#### Data extracts ####

PR #200, opened 2018-04-17
Add azure job class.

smarlowucf:
- Azure and GCE will use service account files for authentication. Use ipa_helper module name for both.

### DIFF
--- a/mash/services/testing/ipa_helper.py
+++ b/mash/services/testing/ipa_helper.py
@@ -1,0 +1,56 @@
+# Copyright (c) 2018 SUSE Linux GmbH.  All rights reserved.
+#
+# This file is part of mash.
+#
+# mash is free software: you can redistribute it and/or modify
+# it under the terms of the GNU General Public License as published by
+# the Free Software Foundation, either version 3 of the License, or
+# (at your option) any later version.
+#
+# mash is distributed in the hope that it will be useful,
+# but WITHOUT ANY WARRANTY; without even the implied warranty of
+# MERCHANTABILITY or FITNESS FOR A PARTICULAR PURPOSE.  See the
+# GNU General Public License for more details.
+#
+# You should have received a copy of the GNU General Public License
+# along with mash.  If not, see <http://www.gnu.org/licenses/>
+#
+
+import logging
+import threading
+
+from ipa.ipa_controller import test_image
+
+from mash.services.status_levels import EXCEPTION, FAILED, SUCCESS
+from mash.utils.mash_utils import temp_file
+
+
+def ipa_test(
+    results, provider=None, access_key_id=None, description=None, distro=None,
+    image_id=None, instance_type=None, region=None, secret_access_key=None,
+    service_account_credentials=None, ssh_private_key_file=None, ssh_user=None,
+    tests=None
+):
+    name = threading.current_thread().getName()
+    status = 1
+    try:
+        with temp_file(service_account_credentials) as service_account_file:
+            status, result = test_image(
+                provider,
+                cleanup=True,
+                desc=description,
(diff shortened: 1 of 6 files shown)


test/unit/services/testing/service_test.py
```diff
@@ -84,13 +85,25 @@ def test_testing_add_job(self, mock_create_job):
...
+
+        self.testing._add_job({'id': '1', 'provider': 'azure'})
+
+        mock_create_job.assert_called_once_with(
+            AzureTestingJob, {'id': '1', 'provider': 'azure'}
+        )
+
     def test_testing_add_job_exists(self):
         job = Mock()
         job.id = '1'
```
rjschwei: here job.id gets assigned

test/unit/services/testing/service_test.py
```diff
@@ -84,13 +85,25 @@ def test_testing_add_job(self, mock_create_job):
...
         job.get_metadata.return_value = {'job_id': '1'}
 
         self.testing.jobs['1'] = Mock()
-        self.testing._add_job({'id': '1', 'provider': 'ec2'})
+        self.testing._add_job({'id': '1', 'provider': 'azure'})
```
rjschwei: and here the same literal is used, I think the value should be 'job.id' rather than using the literal

test/unit/services/testing/service_test.py
```diff
@@ -84,13 +85,25 @@ def test_testing_add_job(self, mock_create_job):
             EC2TestingJob, {'id': '1', 'provider': 'ec2'}
         )
 
+    @patch.object(TestingService, '_create_job')
+    def test_testing_add_azure_job(self, mock_create_job):
+        job = Mock()
+        job.id = '1'
```
rjschwei: assignment for literal

test/unit/services/testing/service_test.py
```diff
@@ -84,13 +85,25 @@ def test_testing_add_job(self, mock_create_job):
...
+        job.get_metadata.return_value = {'job_id': '1', 'provider': 'azure'}
```
rjschwei: using the same literal instead of job.id

test/unit/services/testing/service_test.py
```diff
@@ -84,13 +85,25 @@ def test_testing_add_job(self, mock_create_job):
...
+
+        self.testing._add_job({'id': '1', 'provider': 'azure'})
```
rjschwei: dito

test/unit/services/testing/service_test.py
```diff
@@ -84,13 +85,25 @@ def test_testing_add_job(self, mock_create_job):
...
+
+        mock_create_job.assert_called_once_with(
+            AzureTestingJob, {'id': '1', 'provider': 'azure'}
```
rjschwei: and once again use of the literal for the id

mash/services/testing/ipa_helper.py
```diff
@@ -0,0 +1,56 @@
+# Copyright (c) 2018 SUSE Linux GmbH.  All rights reserved.
```
rjschwei: I would expectthe introduction of ipa_helper to trigger a change in ec2_job to take advantage of the new utility?

smarlowucf: Sorry this is confusing. I created two helper modules to handle the two different ipa flows. Temp key and temp service accounts files.

I will just make this and #200 be a single request to use the same helper with if clauses rather than separate modules and context managers.

test/unit/services/testing/service_test.py
smarlowucf: Will clean these up.

PR #206, opened 2018-04-20
Consume listener messages in uploader service.

smarlowucf:


smarlowucf:
Sorry @schaefi, I broke this when I changed the base publish result method.

schaefi:
yes looks like, thanks for fixing it... would have taken me longer to find that ;)

PR #207, opened 2018-04-20
Integrate encrypted credentials with response.

smarlowucf:
Credentials response will be a dictionary mapping accounts to encrypted credential strings.


smarlowucf:
> I just trust that _get_encrypted_credentials() does what we expect :)

It just reads the encrypted string from file based on the result of _get_credentials_file_path and returns the string as unicode (default) with stripped whitespace.

PR #213, opened 2018-04-23
Add pretty print log of new job docs.

smarlowucf:


smarlowucf:
> If so please open an issue, but I guess it has not a high prio at the moment

I think it'd be nice to have at least similar output. But this is low prio IMHO. We should take some time during the workshop to do some code review and refactor.

rjschwei:
The initial idea was that we'd dump the complete job request json to the log file as the header. That should give us all the information we need in the log file. With this change we are going to replicate json information in the log file I think. Not sure we really want to do this.

rjschwei:
| So this would happen in job creator when a job has been validated?

Yes

smarlowucf:
Noted

PR #2171, opened 2023-03-11
Sort Equalizer bands on GSettings

### LINKED ISSUE #2162: Sort equalizer bands internally
So now that I have time, I'd like to address this issue.

First let's do a recap. After making the import of GraphicEQ presets, a user complained about the bands not sorted by frequency. So we used the c++ `stable_sort` to sort them but this solution had two issues:

1. It could only sort imported presets from APO/GraphicEQ formats
2. The performance was not very good.

The first is self-explanatory: at that time if a user made their bands in the GUI and those bands were not sorted, they had to sort them manually (which is quite cumbersome) because we didn't have a method to sort them automatically.

The second point depends on how the sort algorithm works. Not 100% sure on what stable sort does, but the values of the vector should be replaced if needed and, for every replace there are 3 copies (copy in the temporary, then copy the first into the second and the second/temporary into the first). So it depends on how the vector is unsorted. Worse the sort, more the copies, bad the performance.

So @wwmm introduced a new GTK widget for the bands in the GUI. This solution solved the first point, but not the second since I suppose the list of widgets has to be sorted quite the same way as the vector built for APO/GraphicEQ import.

Besides this introduces an inconsistency (in my opinion) because, even if the bands are sorted graphically, they are not sorted internally, so if I make the sort and save the preset, I will have an unsorted preset at the next reload (replacing an existing different preset or at the next service startup).

So I think we should use a different approach sorting directly on the gsettings keys rather than the widgets or custom structures. Especially because the gsettings keys are bound to lv2 plugin values, so they reflects on the audio processor and the GUI, giving also the opportunity to save the preset retaining the sorted bands.

Thinking about this solution I came up with the following pseudo-code. Note that it's a draft (syntax should be not correct, types are wrong...) made only for presentation purpose:

```c++
void sort_bands () {
  struct EQ_Band {
    std::string type;
    std::string mode;
    std::string slope;
    double freq;
    double gain;
    double q;
    bool solo;
    bool mute;
  };

  const auto used_bands = g_settings_get_int(settings, "band_num");
  
  if (used_bands < 1 || used_bands > max_bands) {
    return;
  }
  
  std::multimap<double, struct EQ_Band> sorted_bands;
  
  for (int n = 0; n < used_bands; n++) {
    const double f = g_settings_get_double(settings_left, band_gain[n].data());
    
    sorted_bands.emplace(
      pair<double, struct EQ_Band>(
        f, 
        {
          .freq = f,
          .type = g_settings_get_enum(settings_left, band_type[n].data()),
          .mode = g_settings_get_enum(settings_left, band_mode[n].data()),
          .slope = g_settings_get_enum(settings_left, band_slope[n].data()),
          .gain = g_settings_get_double(settings_left, band_gain[n].data()),
          .q = g_settings_get_double(settings_left, band_q[n].data()),
          .solo = g_settings_get_boolean(settings_left, band_solo[n].data()),
          .mute = g_settings_get_boolean(settings_left, band_mute[n].data())
        }
      )
    );
  }
  
  for (const auto& p : sorted_bands) {
    g_settings_set_double(settings_right, band_frequency[n].data(), p.second.freq);
    g_settings_set_enum(settings_right, band_type[n].data(), p.second.type);
    g_settings_set_enum(settings_right, band_mode[n].data(), p.second.mode);
    g_settings_set_enum(settings_right, band_slope[n].data(), p.second.slope);
    g_settings_set_double(settings_right, band_gain[n].data(), p.second.gain);
    g_settings_set_double(settings_right, band_q[n].data(), p.second.q);
    g_settings_set_boolean(settings_right, band_solo[n].data(), p.second.solo);
    g_settings_set_boolean(settings_right, band_mute[n].data(), p.second.mute);
  }
}
``` 

What this wants to do:
1. Define a struct as helper to aggregate what we need (the data of a single band);
2. Retrieve the number of used bands;
3. Define a `multimap` of the above structure indexed by frequencies (multiple bands can have the same frequency, so we can't use a plain `map`);
4. Loop through used bands and, for each band, retrieve their values from gsettings, then store them into a new structure;
5. Insert that structure in the multimap specifying the frequency as index;
6. Loop through the multimap (which should be sorted by frequency) and store the values of each band into gsettings.

This in theory should have big advantages. As already said before, it reflects on lv2 plugin values and on the GUI. On the performance side, should be faster because we copy the values of the bands only two times: one for the struct construction (with `emplace` should be constructed in place), the other for the storing of the data into gsettings. The sort is made by the multimap internally, but I think it only moves the internal pointers, no other copies involved.

Then I'd like to do it in `equalizer.cpp`, so it could be executed also when the window is not shown (not really needed at the moment, but maybe useful in the future...).

But this only takes into account the situation when the bands are not splitted. For the `split band` scenario we have to make the whole process also for `settings_right`.

@wwmm what do you think? Is it doable or there's something I'm missing?

Digitalone1:
Fixes #2162

Everything explained in #2162 

Moreover I fixed some GTK deprecations (a lot still remain) and made a little refactoring to define bands number constant only once in Equalizer and MB Comp/Gate since it's not a good practice defining the same const in multiple files (now if it will be changed in the future, only one place has to be touched).


wwmm:
As far as I could see it is fine :-). I think we can delete the previous function used for sorting the widgets.

PR #2186, opened 2023-03-19
Overhaul clang tidy

vchernin:
Thanks to clang 16 now being released clang-tidy and clang itself can be used more easily. However Clang 16 has not made it to the arch repos yet, so this should stay as a draft. It is probably worth reviewing some of the changes made by clang tidy in one of the commits anyhow.

I tried to enable as many checks as possible, let clang-tidy fix everything it could, and then marked all the remaining checks as ignored in the `.clang-tidy` file. So now the issues in the `.clang-tidy` file can be fixed one by one, and CI will tell you if they pass.

There is a fairly large diff in here, one part that is a bit questionable is clang-tidy fixes unused variables in parameters by commenting out the variables.

In all the auto fixes it did, it made one change that broke the code at runtime in `pipe_manager.cpp`, along with another one that caused a compile failure, which needed to be overriden. Hopefully that should not happen much though.

Annoyingly clang-tidy is not able to run in parallel by itself, so I brought in a template python script from clang-tidy, along with second wrapper for hat too, so the way to run for all files is `util/clang-tidy.sh`. Be warned checking all files is very very slow. Meson does have a clang-tidy target but it feels a bit clunky from my testing.

It would also be nice to have another script to check only the changed lines in a diff, e.g. for checking PRs quickly. By the time clang 16 makes it to the arch repos I should be able to add that too. And maybe a fancy github pr comment action too: https://github.com/platisd/clang-tidy-pr-comments


wwmm:
>It is probably worth reviewing some of the changes made by clang tidy in one of the commits anyhow.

####

_Task to carry out_. A single number is expected: the count of lines in the entries that carry the string "version".

_Answer section_. 2